Naast deze verbanden, zijn er ook nog andere opvallende zaken. Hierbij wordt expliciet aangegeven dat het betrouwbaarheidsgehalte minder hoog is dan bovenstaande punten. Het betreft slechts statistisch in het oog vallende zaken, die invloed op de wintersterfte lijken te hebben:

  • Late drachten verhogen de vroege winterverliezen;
  • De toepassing van oxaalzuur als zomerbehandeling leidt tot hogere, vroege winterverliezen;
  • De toepassing van tijmoliemiddelen verhoogt de vroege winterverliezen;
  • De toepassing van mierenzuur als zomerbehandeling vermindert de vroege winterverliezen;
  • Imkers, die hun bijenbestand met meer dan 50% uitbreiden met nieuwe opgekweekte volken in de vorm van broedafleggers verhogen de vroege wintersterfte;
  • De toepassing van oxaaluursublimatie vermindert de vroege winterverliezen.

Nader onderzoek zal mogelijk meer inzicht geven in de problematiek van wintersterfte.  Wij houden je op de hoogte.

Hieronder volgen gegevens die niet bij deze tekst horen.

PR #193, opened 2021-06-22
Add Terraform for Google Cloud Build Triggers

NimJay:
This pull-request:

1. adds a `terraform/` folder.
1. adds a `google-cloud-build-trggers.tf` file which contains the Terraform configurations for the Google Cloud Build Triggers that build/push Docker images to Container Registry and Artifact Registry.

Noot van de redactie van Bijenwerk: een opvallend verschil ten opzichte van de Nederlandse imkers is het gegeven dat slechts 38% van de Duitse imkers de mijten behandeld met het volledige 3-gangen menu. Uit eerder onderzoek van Imkernieuws (2014) blijkt dat 60% van de Nederlandse imkers de bouwraammethode toepast, 87% de zomerbehandeling toepast en 75% de oxaalzuurbehandeling in de winter toepast. Het lijkt dat hiermee de Nederlandse imker meer consequent de mijten te lijf gaat. Is dit de verklaring voor de lagere sterftecijfers de afgelopen drie jaar in Nederland?

Een tweede opvallend punt is de verhoogde sterfte bij volken van individuele imkers in gebieden waar andere imkers ook een hoge sterfte ondervinden. Mogelijke verklaringen, die nader onderzocht moeten worden zijn:

  • Is er sprake van een specifiek microklimaat in dat gebied?
  • Zijn de milieu omstandigheden anders in dit gebied?
  • Heerst er in het gebied een schaarste aan nectar en stuifmeel?
  • Ondervinden volken een negatieve invloed van instortende volken uit de nabije omgeving?

Het is wenselijk dat er juist bij de Nederlandse imkers met significant hogere wintersterfte in de toekomst nader vervolgonderzoek plaats gaat vinden.